Colonel Sanders gets serious, BeReal tries making a comeback & ChatGPT wants to work the checkout

Colonel Sanders sports new look as KFC scrambles for revamp.
The old, joyful, moustache-clad man we know and love is back on the storefronts. Except, he doesn’t look so happy about it at all. In fact, his accompanying copy reads “The Colonel Ain’t Smiling.” So, what’s got his metaphorical knickers in a twist?
KFC’s poor performance - that's what. The brand has faced a period of sales declines in the US, but is officially in its comeback era with "Obsession", a spot featuring Matty Matheson, a celeb chef & actor from The Bear, which the new campaign is stylistically inspired by. In the spot, we are shown the meticulous process that led the Colonel to come up with KFC’s signature 11 herbs and spices. You'll find the spot premiering in movie theatres from next week!
Speaking of comebacks, BeReal is trying to make one - but will it work?
In 2022, the app was a viral phenomenon. In 2025, it’s begging to BeRelevant. For those of y’all that don’t remember the concept, the app sends users a notification once a day, prompting them to take a simultaneous front-facing and back-facing photo and post it to feed. It hit like crack, I’m telling you. And then, it fell off, hard. Like, I mean I haven’t even heard a whisper about it in the last two years, and it certainly hasn’t been a part of the wider marketing conversation online.
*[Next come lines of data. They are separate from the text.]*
PR #1246, opened 2026-05-19
fix(mistral): use DEFAULT_MISTRAL_MODEL for runtime fallbacks

### LINKED ISSUE #1181: Use mistral-vibe-cli-latest as default model for Mistral AI

0xghost42:
## Summary

Follow-up to #1188 (now merged), which set `DEFAULT_MISTRAL_MODEL = 'mistral-vibe-cli-latest'` for the provider/profile default.

`getDefaultOpusModel()` and `getDefaultMainLoopModelSetting()` (`src/utils/model/model.ts`) still hardcoded `'devstral-latest'` as the last-resort Mistral runtime fallback. That's the drift class @jatmn flagged here: a future default-model change updates the provider/profile default while these runtime fallbacks silently stay on the old value.

This routes both fallbacks through the shared `DEFAULT_MISTRAL_MODEL` constant, so there is a single source of truth — matching the adjacent Gemini fallback, which already uses `DEFAULT_GEMINI_MODEL`.

I've dropped the earlier startup/profile-default changes from this PR since #1188 already landed that part; what remains is just the runtime-fallback drift fix.

## Testing

`tsc --noEmit` clean. No behavioral tests reference these fallbacks; the change replaces a hardcoded literal with the existing shared default.

## Summary by CodeRabbit

* **Chores**
  * Updated default Mistral model fallback configuration in model-selection functions for improved maintainability.

### DIFF
--- a/src/components/StartupScreen.test.ts
+++ b/src/components/StartupScreen.test.ts
@@ -316,6 +316,14 @@ describe('detectProvider — modelOverride from --model flag', () => {
     expect(result.model).toBe('mistral-large-latest')
   })
 
+  test('Mistral fallback uses DEFAULT_MISTRAL_MODEL when MISTRAL_MODEL is unset', () => {
+    process.env.CLAUDE_CODE_USE_MISTRAL = '1'
+    delete process.env.MISTRAL_MODEL
+    const result = detectProvider()
+    expect(result.name).toBe('Mistral')
+    expect(result.model).toBe('mistral-vibe-cli-latest')
+  })
+
   test('modelOverride works for GitHub provider', () => {
     process.env.CLAUDE_CODE_USE_GITHUB = '1'
     const result = detectProvider('gpt-4o')
--- a/src/components/StartupScreen.ts
+++ b/src/components/StartupScreen.ts
@@ -13,7 +13,7 @@ import {
 import { getLocalOpenAICompatibleProviderLabel } from '../utils/providerDiscovery.js'
 import { getSettings_DEPRECATED } from '../utils/settings/settings.js'
 import { parseUserSpecifiedModel } from '../utils/model/model.js'
-import { DEFAULT_GEMINI_MODEL } from '../utils/providerProfile.js'
+import { DEFAULT_GEMINI_MODEL, DEFAULT_MISTRAL_MODEL } from '../utils/providerProfile.js'
 import { getGlobalConfig } from '../utils/config.js'
 import { ANSI_DIM, ANSI_RESET, ansiRgb } from '../utils/terminalAnsi.js'
 import {
@@ -87,7 +87,7 @@ export function detectProvider(modelOverride?: string): { name: string; model: s
   }
 
   if (useMistral) {
-    const model = modelOverride || process.env.MISTRAL_MODEL || 'devstral-latest'
+    const model = modelOverride || process.env.MISTRAL_MODEL || DEFAULT_MISTRAL_MODEL
     const baseUrl = process.env.MISTRAL_BASE_URL || 'https://api.mistral.ai/v1'
     return { name: 'Mistral', model, baseUrl, isLocal: false }
   }
--- a/src/integrations/brands/mistral.ts
+++ b/src/integrations/brands/mistral.ts
@@ -13,6 +13,7 @@ export default defineBrand({
     supportsPreciseTokenCount: false,
   },
   modelIds: [
+    'mistral-vibe-cli-latest',
     'mistral-large-latest',
     'mistral-small-latest',
     'devstral-latest',
--- a/src/integrations/gateways/mistral.ts
+++ b/src/integrations/gateways/mistral.ts
@@ -14,7 +14,7 @@ export default defineGateway({
   label: 'Mistral AI',
   category: 'hosted',
   defaultBaseUrl: 'https://api.mistral.ai/v1',
-  defaultModel: 'devstral-latest',
+  defaultModel: 'mistral-vibe-cli-latest',
   supportsModelRouting: true,
   setup: {
     requiresAuth: true,
@@ -47,6 +47,7 @@ export default defineGateway({
   catalog: {
     source: 'static',
     models: [
+      { id: 'mistral-vibe-cli', apiName: 'mistral-vibe-cli-latest', label: 'Mistral Vibe (CLI) Latest', modelDescriptorId: 'mistral-vibe-cli-latest' },
       { id: 'mistral-devstral', apiName: 'devstral-latest', label: 'Devstral Latest', modelDescriptorId: 'devstral-latest' },
     ],
   },
--- a/src/integrations/models/mistral.ts
+++ b/src/integrations/models/mistral.ts
@@ -29,6 +29,7 @@ function mistralModel(
 }
 
 export default [
+  mistralModel('mistral-vibe-cli-latest', 'Mistral Vibe (CLI) Latest', 256_000, 32_768),
   mistralModel('mistral-large-latest', 'Mistral Large Latest', 256_000, 32_768),
   mistralModel('mistral-small-latest', 'Mistral Small Latest', 256_000, 32_768),
   mistralModel('devstral-latest', 'Devstral Latest', 256_000, 32_768),
--- a/src/utils/model/model.ts
+++ b/src/utils/model/model.ts
@@ -185,7 +185,7 @@ export function getDefaultOpusModel(): ModelName {
   }
   // Mistral provider
   if (getAPIProvider() === 'mistral') {
-    return process.env.MISTRAL_MODEL || 'devstral-latest'
+    return process.env.MISTRAL_MODEL || 'mistral-vibe-cli-latest'
   }
   // OpenAI provider: use user-specified model or default
   if (getAPIProvider() === 'openai') {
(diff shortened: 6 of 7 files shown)


Vasanthdev2004:
### Blockers

None found.

### Non-Blocking

None.

### Looks Good

- Uses mistral-vibe-cli-latest as default model
- 7 additions, 4 deletions — minimal change
- Fixes #1181

---

**Verdict: Approve** — clean default model update.

Vasanthdev2004 (dismissed):
Clean default model update.

jatmn (changes requested):
## Findings

- [P2] Keep the Mistral startup fallback in sync
  `src/components/StartupScreen.ts:90`
  This PR changes the runtime/profile Mistral default to `mistral-vibe-cli-latest`, but the startup provider detection still falls back to `devstral-latest` whenever `CLAUDE_CODE_USE_MISTRAL` is set and `MISTRAL_MODEL` is unset. That means a fresh Mistral launch will display `devstral-latest` in the startup banner while the actual main-loop/default model path now selects `mistral-vibe-cli-latest`. Please route this through the shared `DEFAULT_MISTRAL_MODEL` constant or update the fallback here as well, ideally with a small `detectProvider` regression test.

currentsuspect:
Hey — this overlaps with [#1188](https://github.com/Gitlawb/openclaude/pull/1188), which was opened 4 days ago and addresses the same issue (#1181). It's already been approved by @jatmn and includes a drift-guard test for `DEFAULT_MISTRAL_MODEL`. Worth comparing before merging both.

The main differences:
- #1188 intentionally leaves `model.ts` fallbacks on `devstral-latest` (conservative scope)
- #1188 includes a type-safe regression test ensuring `DEFAULT_MISTRAL_MODEL` stays in sync with the gateway `defaultModel`
- This PR touches `model.ts` and `StartupScreen.ts` but is still awaiting review fixes

jatmn:
@Vasanthdev2004 @gnanam1990  more discussion needed... see prior comment

0xghost42:
Pushed `05afc03` addressing the P2 finding:

- `src/components/StartupScreen.ts:90` now routes the Mistral fallback through the shared `DEFAULT_MISTRAL_MODEL` constant from `src/utils/providerProfile.ts` instead of the hardcoded `'devstral-latest'` string, so the startup banner stays in sync with the runtime model selection going forward.
- Added a focused `detectProvider` regression test asserting the banner model when `CLAUDE_CODE_USE_MISTRAL=1` and `MISTRAL_MODEL` is unset.
- 37/37 StartupScreen tests pass locally.

Happy to follow whatever the broader discussion lands on for the Mistral default direction. Thanks for the careful read.

jatmn (changes requested):
Thanks for the update. The earlier startup-banner finding is addressed now: `StartupScreen` routes through `DEFAULT_MISTRAL_MODEL`, and the focused regression test covers the unset-`MISTRAL_MODEL` path.

## Findings

- [P2] Keep the broadened runtime fallback on the shared Mistral default
  `src/utils/model/model.ts:188`
  This PR now changes the last-resort Mistral runtime fallbacks in `getDefaultOpusModel()` and `getDefaultMainLoopModelSetting()`, but both new fallbacks hardcode `mistral-vibe-cli-latest` instead of using `DEFAULT_MISTRAL_MODEL`. That leaves the same drift class we just fixed in `StartupScreen`: a future default-model update can change the provider/profile default while these runtime fallbacks silently stay behind. If the broader runtime-fallback change is intentional, please import and use `DEFAULT_MISTRAL_MODEL` here too, or add a focused drift guard covering these fallback paths.

Separately, this still needs a maintainer decision before approval. #1188 is already approved and covers the same issue with a narrower gateway/profile-default change plus a descriptor/default drift guard. This PR goes further by changing startup and runtime fallback behavior as well, so I do not think we should approve it until we explicitly decide whether #1246 should supersede #1188 and whether the broader fallback behavior change is desired.

0xghost42:
Pushed `dbb5087` addressing the [P2] runtime-fallback finding.

`src/utils/model/model.ts:188` (`getDefaultOpusModel`) and `src/utils/model/model.ts:374` (`getDefaultMainLoopModelSetting`) now import `DEFAULT_MISTRAL_MODEL` from `src/utils/providerProfile.ts` and use it as the unset-`MISTRAL_MODEL` fallback, so both runtime paths track the same shared default as the StartupScreen banner — no more drift class.

Three drift guards now lock the contract:

- `Mistral runtime fallbacks track DEFAULT_MISTRAL_MODEL` in `model.openai-shim-providers.test.ts` — asserts both helpers return the imported constant value, so a future bump to `DEFAULT_MISTRAL_MODEL` either propagates correctly or fails this suite.
- Companion `...still honour MISTRAL_MODEL override` in the same file — locks the explicit env-override path so the drift guard does not silently swallow the escape hatch.
- The existing `Mistral fallback uses DEFAULT_MISTRAL_MODEL when MISTRAL_MODEL is unset` in `StartupScreen.test.ts` previously compared against the string literal; it now imports and compares `DEFAULT_MISTRAL_MODEL`, matching the new runtime guards.

Local: `bun test src/utils/model/model.openai-shim-providers.test.ts` 21/21, `bun test src/components/StartupScreen.test.ts` 37/37.

On the separate maintainer decision about superseding #1188 — happy to defer to your call. #1188 is the narrower change; this PR also moves the runtime fallback because the same hardcoded string surfaced in two more places. If the broader runtime-fallback change is not wanted, the StartupScreen + drift-guard tests in this PR are still a strict improvement on top of #1188, and I am happy to rebase to drop just the `model.ts` runtime change while keeping the rest if that is the path you want.

0xghost42:
Bumping for maintainer attention — both of @jatmn's findings are now addressed in the branch, but the second one is a routing call only a maintainer can make.

**Finding (i) — runtime fallbacks**: addressed by [`dbb5087`](https://github.com/Gitlawb/openclaude/commit/dbb50871da1b5a525eaf501b5913e5bd354c1e12) (pushed 2026-05-21). `getDefaultOpusModel()` and `getDefaultMainLoopModelSetting()` in `src/utils/model/model.ts` now import `DEFAULT_MISTRAL_MODEL` and use it as the unset-env fallback. Drift guards in `src/utils/model/model.openai-shim-providers.test.ts` assert both helpers return the imported constant (not a string literal), so any future drift fails the suite. `StartupScreen.test.ts` switched to compare against the shared constant as well.

**Finding (ii) — overlap with #1188**: needs a maintainer call. Two cleanest paths:

1. **Keep #1246** — broader fix, runtime fallbacks closed at the same drift class as the startup banner. Close #1188 as covered.
2. **Land #1188 first, close #1246** — narrower path is already approved. Happy to re-file just the runtime-fallback drift guard (the `model.ts:188` / `:374` piece) as a small standalone follow-up after #1188 merges, since #1188 alone leaves those two helpers holding hardcoded strings.

No strong preference from my side — whichever keeps the surface tidier for you. Just need the decision so @jatmn can re-review or this can be closed cleanly.

0xghost42:
Trimmed this down now that #1188 has merged. The default-model change it landed covers the original scope, so I've reset this PR to just the residual runtime-fallback drift you flagged: `getDefaultOpusModel` and `getDefaultMainLoopModelSetting` now use `DEFAULT_MISTRAL_MODEL` instead of hardcoding `devstral-latest`, matching how the Gemini fallback right beside them uses `DEFAULT_GEMINI_MODEL`. No more drift surface, no separate guard needed. Rebased onto current `main`; typecheck clean.

jatmn (changes requested):

## Findings

- [P2] Complete the startup fallback sync from the prior review
  `src/components/StartupScreen.ts:92`
  The trimmed branch now changes `getDefaultOpusModel()` and `getDefaultMainLoopModelSetting()` to fall back to `DEFAULT_MISTRAL_MODEL`, but `detectProvider()` still uses `'devstral-latest'` when `CLAUDE_CODE_USE_MISTRAL=1` and `MISTRAL_MODEL` is unset. That puts a fresh Mistral runtime back in the mismatch I called out earlier: the startup banner reports `devstral-latest` while the actual default main-loop/opus paths select `mistral-vibe-cli-latest`. Please complete the startup-fallback request by routing this branch through `DEFAULT_MISTRAL_MODEL` too, with the focused `detectProvider` regression covering the unset-env path.

0xghost42:
Closing this in favor of #1188, which has merged and resolves #1181 with the narrower gateway/profile-default change plus the descriptor/default drift guard. The broader startup and runtime-fallback changes here are no longer needed on top of that, so there's no path for this PR to supersede the merged fix. Happy to revisit the runtime-fallback drift separately if that behavior is wanted.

It has since been acquired by French mobile games publisher Voodioi, who has allegedly been working away in the background trying to rebuild what the app once was. Ben Moore, managing director of US operations, describes it as “BeReal 2.0”, fixing bugs, adding new features, preventing churn, even courting new users and advertisers. A debut Cannes appearance with over 500 attendees was also a successful part of the comeback play. But the question remains: can BeReal carve out a real, lasting space beside endless-scroll competitors? Or is it just too impermanent? We shall see.
Is OpenAI developing a checkout feature that would allow users to complete purchases directly within ChatGPT?
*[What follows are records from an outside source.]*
PR #1249, opened 2026-05-19
fix(BashTool): include captured output in non-zero-exit error result (#1231)

### LINKED ISSUE #1231: Should show stdout/stderr when Bash tool exits with a non-zero status

0xghost42:
Closes #1231.

## Summary

When a Bash tool command exits non-zero, the resulting error reaching the model and the UI was supposed to carry the merged stdout/stderr so the failure can actually be debugged. The issue reporter shows it collapsing to just `Error: Exit code N` with no diagnostic detail. The reduced case in the issue:

```bash
fail_with_output() {
  echo "stdout: failure"
  echo "stderr: failure" >&2
  return 1
}
fail_with_output
```

prints the merged output on success but drops it entirely on failure.

## Root cause

The success path in `BashTool.call()` sources its output from `stdoutAccumulator.toString()` — the buffer that the streaming runner appends to, with the `trimEnd + EOL` normalization at the top of the post-completion block. The failure path was instead reading `result.stdout` directly:

```ts
const outputWithSbFailures = SandboxManager.annotateStderrWithSandboxFailures(input.command, result.stdout || '');
// …
throw new ShellError('', outputWithSbFailures, result.code, result.interrupted);
```

Whenever the shell runner streams everything through the accumulator and the returned `ExecResult.stdout` slot is left empty (or only partially populated by a late fd flush), the failure path emits an empty error body — and the user sees `Error: Exit code N` alone.

## Fix

- Switch the `ShellError` throw to use the accumulator content as the primary source.
- Keep `result.stdout` as the fallback so an unrelated regression in the accumulator can't make this worse.
- Strip the trailing `Exit code N` marker the failure-path block appends so `getErrorParts()` doesn't duplicate it (the code is already prepended from `ShellError.code`).

Behaviour is identical when both buffers already agree.

## Test plan

- [x] `bun test` — 2754 / 2754 pass
- [ ] Manual: run a command like `echo hi; echo err >&2; exit 1` and confirm the error now reads `Exit code 1\nhi\nerr` rather than `Exit code 1` alone

Happy to fold in a focused integration test on the BashTool failure path if you'd like — I left it out because the repo doesn't currently have a `BashTool.test.tsx` and I didn't want to drag in a fixture just for one assertion.

### DIFF
--- a/src/tools/BashTool/BashTool.tsx
+++ b/src/tools/BashTool/BashTool.tsx
@@ -48,7 +48,7 @@ import { parseSedEditCommand } from './sedEditParser.js';
 import { shouldUseSandbox } from './shouldUseSandbox.js';
 import { BASH_TOOL_NAME } from './toolName.js';
 import { BackgroundHint, renderToolResultMessage, renderToolUseErrorMessage, renderToolUseMessage, renderToolUseProgressMessage, renderToolUseQueuedMessage } from './UI.js';
-import { buildImageToolResult, isImageOutput, resetCwdIfOutsideProject, resizeShellImageOutput, stdErrAppendShellResetMessage, stripEmptyLines } from './utils.js';
+import { buildImageToolResult, isImageOutput, resetCwdIfOutsideProject, resizeShellImageOutput, selectFailureOutput, stdErrAppendShellResetMessage, stripEmptyLines } from './utils.js';
 const EOL = '\n';
 
 // Progress display constants
@@ -667,23 +667,32 @@ export const BashTool = buildTool({
 
       // Consume the generator and capture the return value
       let generatorResult;
+      // Capture the most recent `fullOutput` yielded by the streaming
+      // generator so we can fall back to it for failure messages when the
+      // final ExecResult.stdout slot ends up empty (#1231).
+      let lastProgressFullOutput = '';
       do {
         generatorResult = await commandGenerator.next();
-        if (!generatorResult.done && onProgress) {
+        if (!generatorResult.done) {
           const progress = generatorResult.value;
-          onProgress({
-            toolUseID: `bash-progress-${progressCounter++}`,
-            data: {
-              type: 'bash_progress',
-              output: progress.output,
-              fullOutput: progress.fullOutput,
-              elapsedTimeSeconds: progress.elapsedTimeSeconds,
-              totalLines: progress.totalLines,
-              totalBytes: progress.totalBytes,
-              taskId: progress.taskId,
-              timeoutMs: progress.timeoutMs
-            }
-          });
+          if (typeof progress.fullOutput === 'string' && progress.fullOutput.length > 0) {
+            lastProgressFullOutput = progress.fullOutput;
+          }
+          if (onProgress) {
+            onProgress({
+              toolUseID: `bash-progress-${progressCounter++}`,
+              data: {
+                type: 'bash_progress',
+                output: progress.output,
+                fullOutput: progress.fullOutput,
+                elapsedTimeSeconds: progress.elapsedTimeSeconds,
+                totalLines: progress.totalLines,
+                totalBytes: progress.totalBytes,
+                taskId: progress.taskId,
+                timeoutMs: progress.timeoutMs
+              }
+            });
+          }
         }
       } while (!generatorResult.done);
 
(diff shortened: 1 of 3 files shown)


Vasanthdev2004:
### Blockers

None found.

### Non-Blocking

None.

### Looks Good

- Includes captured output in non-zero-exit error result
- 20 additions, 2 deletions — minimal, focused
- Fixes #1231

---

**Verdict: Approve** — clean bash output fix.

Vasanthdev2004 (dismissed):
Clean bash output fix.

jatmn (changes requested):
## Findings

- [P1] Use the actual streamed buffer when `result.stdout` is empty
  `src/tools/BashTool/BashTool.tsx:729`
  This still collapses to the same empty failure body for the case described in #1231. The new `accumulatedOutput` is built from `stdoutAccumulator`, but that accumulator was populated at line 696 from `(result.stdout || '')` and then line 708 only appends the synthetic `Exit code N` marker. If `result.stdout` is empty because the shell runner streamed output elsewhere, `stdoutAccumulator.toString()` is just `\nExit code N`; the new replacement strips the marker back to an empty string, and the fallback is the same empty `result.stdout`. So the PR does not actually recover `stdout: failure` / `stderr: failure` in the reported failure mode. Please source the failure body from the real streamed/task output buffer, or add a focused test that reproduces #1231 and fails without that source.

0xghost42:
Pushed `fe0c698` addressing the P1 finding.

You were right that the prior patch collapsed back to an empty body in the streamed-only failure mode. The recovery now picks between three sources in order of trust:

1. The truncating accumulator (after stripping the synthetic `Exit code N` marker).
2. `result.stdout` from the shell runner.
3. `lastProgressFullOutput` — the most recent `fullOutput` value yielded by the streaming generator. Captured in the consumer loop. Recovers stdout for the failure mode you described: shell runner streamed every line through progress callbacks but the final `ExecResult.stdout` slot was left empty (flush-after-result race, exit before EOF, persisted to a file path, etc.).

Selection logic is extracted into a pure `selectFailureOutput()` helper in `src/tools/BashTool/utils.ts` so it can be exercised directly. Added 7 focused cases to `utils.test.ts`, including the exact reproducer for #1231:

```ts
test('recovers from progress.fullOutput when result.stdout is undefined (shell runner left slot empty)', () => {
  expect(selectFailureOutput('', undefined, 'tsc error TS2305\nbuild halted'))
    .toBe('tsc error TS2305\nbuild halted')
})
```

39/39 `utils.test.ts` pass locally. Thanks for the careful read — would have shipped a no-op without this.

jatmn (approved):
Thanks for the update. The new `progress.fullOutput` fallback plus the focused `selectFailureOutput()` coverage address my earlier streamed-output concern.

No issues here, LGTM.

kevincodex1 (approved):
Looks good! thanks you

Word on the street is that’s the case. This feature would put OpenAI on a collision course with Amazon, Google and Walmart, eliminating the current friction of sending users off-platform to complete purchases.
There's still more info to come, but this move could absolutely fundamentally transform the ecommerce landscape, positioning GPT as a viable, commerce engine that totally undercuts its competitors.
-Sophie Randell, Writer
DEEP DIVE
The delulu economy: How feminine fantasies are shaping marketing

Let’s be real for a second here girlies: we may not have affordable housing, but we do have five types of lip liner/gloss combos and an emotional support water bottle in every pastel shade.
Welcome to the delulu economy, where identity is curated through girl trends, burnout is aestheticized on TikTok, and brands are cashing in on our low-stakes daydreams. You’ve definitely seen her. She’s spiral-bound journaling in an overpriced café, hair clawed, lips glazed, telling her followers it's a "soft life" day, even though her inbox has 88 unread emails and she hasn't taken annual leave since 2022. She’s not lying, she’s not fake. She’s just a little... delulu. And she’s not alone.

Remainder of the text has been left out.